Start of DATA LISTING

PR #350, opened 2021-04-30
Polymorphic insertAt for Text

### LINKED ISSUE #326: accept strings in Automerge.Text.insertAt
I sometimes have to do bulk inserts into an Automerge.Text, e.g. when importing a new document.

The current API accepts inserts one character at a time: `text.insertAt(0, 'h', 'e', 'l', 'l', 'o')`. Doing this with bulk inserts I've hit the javascript limit on the number of arguments allowed to a function call (65536).

I'd like it if insertAt also accepted strings and treated them indistinguishably from individual characters: `text.insertAt(0, 'hello')` (and maybe `text.insertAt(0, 'he', 'llo')`, not sure).

Or alternatively, a new API that accepted only one single string: `text.insertStringAt(0, 'hello')`.

I'm willing to attempt an implementation if you're open to it.

lightsprint09:
This could resolve #326. 

It introduces a the possibility to pass normal strings into `insertAt`.
```js
Automerge.change(s1, doc => doc.text.insertAt(0, 'string'))
```

 If one passes a string it gets split up into characters inside `insertAt` and processed as as list of single characters

### DIFF
--- a/frontend/text.js
+++ b/frontend/text.js
@@ -137,6 +137,9 @@ class Text {
    * Inserts new list items `values` starting at position `index`.
    */
   insertAt(index, ...values) {
+    if (typeof values[0] === 'string' && values[0].length > 1) {
+      values = values[0].split("")
+    }
     if (this.context) {
       this.context.splice(this.path, index, 0, values)
     } else if (!this[OBJECT_ID]) {
--- a/frontend/text.js
+++ b/frontend/text.js
@@ -138,7 +138,7 @@ class Text {
    */
   insertAt(index, ...values) {
     if (typeof values[0] === 'string' && values[0].length > 1) {
-      values = values[0].split("")
+      values = [...values[0]]
     }
     if (this.context) {
       this.context.splice(this.path, index, 0, values)
--- a/frontend/text.js
+++ b/frontend/text.js
@@ -134,16 +134,23 @@ class Text {
   }
 
   /**
-   * Inserts new list items `values` starting at position `index`.
+   * Inserts one or more new characters starting at position `index`. `characters` can either be a
+   * string (in which case it will be split into a sequence of Unicode code points), or an array of
+   * strings (in which case each element of the array is treated as a character and not split any
+   * further). The latter mode is useful if you want to use custom logic for splitting the string,
+   * for example to split it into Unicode grapheme clusters.
    */
-  insertAt(index, ...values) {
-    if (typeof values[0] === 'string' && values[0].length > 1) {
-      values = [...values[0]]
+  insertAt(index, characters) {
+    if (typeof characters === 'string') {
+      characters = [...characters]
+    } else if (!Array.isArray(characters)) {
+      throw new TypeError('Text.insertAt takes either a string or an array of characters')
     }
+
     if (this.context) {
-      this.context.splice(this.path, index, 0, values)
+      this.context.splice(this.path, index, 0, characters)
     } else if (!this[OBJECT_ID]) {
-      this.elems.splice(index, 0, ...values.map(value => ({value})))
+      this.elems.splice(index, 0, ...characters.map(value => ({value})))
     } else {
       throw new TypeError('Automerge.Text object cannot be modified outside of a change block')
     }
--- a/test/text_test.js
+++ b/test/text_test.js
@@ -135,7 +135,7 @@ function applyRetainOp(text, offset, op) {
   let length = op.retain
 
   if (op.attributes) {
-    text.insertAt(offset, { attributes: op.attributes })
+    text.insertAt(offset, [{ attributes: op.attributes }])
     offset += 1
   }
 
@@ -148,7 +148,7 @@ function applyRetainOp(text, offset, op) {
   }
 
   if (op.attributes) {
-    text.insertAt(offset, { attributes: inverseAttributes(op.attributes) })
+    text.insertAt(offset, [{ attributes: inverseAttributes(op.attributes) }])
     offset += 1
   }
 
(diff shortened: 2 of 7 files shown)


frontend/text.js
```diff
@@ -137,6 +137,9 @@ class Text {
    * Inserts new list items `values` starting at position `index`.
    */
   insertAt(index, ...values) {
+    if (typeof values[0] === 'string' && values[0].length > 1) {
+      values = values[0].split("")
```
nemanja-tosic, line 141: This destroys surrogate pairs. See #334. You should use `values = [...values[0]]`

test/text_test.js
```diff
@@ -201,14 +201,27 @@ describe('Automerge.Text', () => {
     s2 = Automerge.merge(Automerge.init(), s1)
   })
 
-  it('should support insertion', () => {
+  it('should support insertion of chacracter', () => {
```
nemanja-tosic, line 204:
```suggestion
  it('should support insertion of character', () => {
```

nemanja-tosic:
What is the expected behavior for `text.insertAt(0, 'abc')`?

One test specifying "should support inserting a single element" is asserting that the text equals abc: https://github.com/automerge/automerge/blob/performance/test/typescript_test.ts#L327-L331

This test is in contradiction with the PR and should fail, and is only passing because there is an assertion on the stringified value of text, which will be 'abc' in either case - single element or multiple chars.

Another test is asserting that the text object contains an with the value of abc: https://github.com/automerge/automerge/blob/performance/test/typescript_test.ts#L355-L361

As a corollary to this, what should happen if i do:

```
text.insertAt(0, 'abc', 'abc', 'abc')
```

The PR does not cover this case and the outcome is

```
Text = ['a', 'b', 'c']
```

where the latter two strings are rejected without an error.

frontend/text.js
lightsprint09: Thanks for the comment. I fixed it and and added a test in dfe1929

lightsprint09:
> As a corollary to this, what should happen if i do:
> 
> ```
> text.insertAt(0, 'abc', 'abc', 'abc')
> ```
> 
> The PR does not cover this case and the outcome is
> 
> ```
> Text = ['a', 'b', 'c']
> ```
> 
> where the latter two strings are rejected without an error.

What do you expect to happen. Should we throw an error or support it it with a result of: `Text = ['a', 'b', 'c', 'a', 'b', 'c', 'a', 'b', 'c']`

nemanja-tosic:
I'm not a maintainer so i wouldn't know.

I'm pointing out how the tests prior to the PR were handling the insertion of strings and it appears to me that the tests weren't asserting the same thing across the board. For example, https://github.com/automerge/automerge/blob/performance/test/typescript_test.ts#L327-L331, is specifying that inserting a string leads to an insertion of a single element, however the assertion doesn't check for that. This PR inserts a string one character at a time. So, it feels that there is a conflict between the previous specs and the behavior this PR introduces, or it's me who is misunderstanding the specs.

Given that. whether or not we throw an error is dependent upon the question "What is the expected behavior for text.insertAt(0, 'abc')?" :)

josharian:
The discussion in #326 seems to have landed at:

> we have a single insertAt method as now, but have it accept an array of characters or a string (which gets split) as second argument

That doesn't seem to be what this PR implements. That plan should also make these calls unambiguous, because the sole arg (it's not variadic any more) is either a string or an array.

lightsprint09:
@josharian 

So the call side would look like the following?

``` js
text.insertAt(0, ["a", "b", "c"])
```
or
``` js
text.insertAt(0, "abc")
```

josharian:
That's how I read it, yes.

lightsprint09:
I close this for now

pvh:
Thanks for a good discussion of the situation and especially @nemanja-tosic and @josharian for review. We've definitely already agreed to do something like this so I hope you'll find a way to clean up this patch so we can merge it, @lightsprint09. If you need help, I have been meaning to work on this so just let me know.

ept:
Thanks for taking the initiative for this change! I've updated the PR to allow to forms of `Text.insertAt()`:

```js
// means Automerge should split the string into individual characters
text.insertAt(index, 'hello')

// takes a string that has already been split;
// Automerge does not do any further splitting.
text.insertAt(index, ['h', 'e', 'l', 'l', 'o'])
```

Passing an array rather than using varargs avoids @josharian's problem of hitting the maximum number of arguments. Also, because the array form does not perform any further splitting, it is suitable for app developers who want to use custom splitting logic (e.g. splitting by Unicode grapheme cluster).

The API also needs to support inserting non-string values (such as marker objects for rich text). For now I've set it up so that the following two are equivalent:

```js
text.insertAt(index, {bold: true})
text.insertAt(index, [{bold: true}])
```

It seems weird that those two calls do the same thing, but I'm not sure what a better alternative would be. One option would be to only allow the latter (where the control object appears inside an array), but that's a bit clumsy to use, and would be inconsistent with the API for inserting items into lists. What do folks think about this? Happy to have a little bit of bikeshedding…

pvh:
I think I lean towards only supporting the latter: it either takes a string or an array of items to insert. All else is incorrect usage. This would prevent problems caused by accidentally passing other unrelated objects in.

ept:
@pvh If we require any non-string values to be wrapped in an array, should we also change the API for lists to be consistent? That API currently works like this:

```js
let x = Automerge.change(Automerge.init(), doc => {
  doc.list = [1, 2, 4]
})
x = Automerge.change(x, doc => {
  doc.list.insertAt(2, 3) // insert the number 3 at index 2
})
// x is now { list: [ 1, 2, 3, 4 ] }
```

To be consistent with the Automerge.Text API we should then also change the list API so that you have to call `doc.list.insertAt(2, [3])` if you want to insert the number 3 into a list — but that seems a bit weird to me. Moreover, it raises the question of what happens when you want to insert a nested list as a list element — would you then have to write `doc.list.insertAt(2, [[...]])`? This doesn't seem very nice. But having the Text and list APIs inconsistent with each other is not nice either.

crn420:
polymorphic-insertAt

crn420:
polymorphic-insertAt

crn420:
@lightsprint09 `

crn420:
#350

crn420:
Duplicate of #

LiraNuna:
What is the expected behavior when splitting emojis? Given the code, I think it will split `👨‍👩‍👦‍👦` into `'👨', ZWJ, '👩', ZWJ, '👦', ZWJ, '👦'`, is this desired?

ept:
Yes, this code will split text into Unicode scalar values, which means some emoji will get broken up. I have previously argued to use grapheme cluster segmentation, which would keep such emoji together as a single string. However, we discussed this recently in automerge/automerge-rs#330 and came to the conclusion that it's okay to split into Unicode scalar values.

End of DATA LISTING

__GOAL OF THE EXERCISE__. Go through the entries above and copy every line containing "logic".

__SOLUTION TO THE PROBLEM__.
+   * further). The latter mode is useful if you want to use custom logic for splitting the string,
Passing an array rather than using varargs avoids @josharian's problem of hitting the maximum number of arguments. Also, because the array form does not perform any further splitting, it is suitable for app developers who want to use custom splitting logic (e.g. splitting by Unicode grapheme cluster).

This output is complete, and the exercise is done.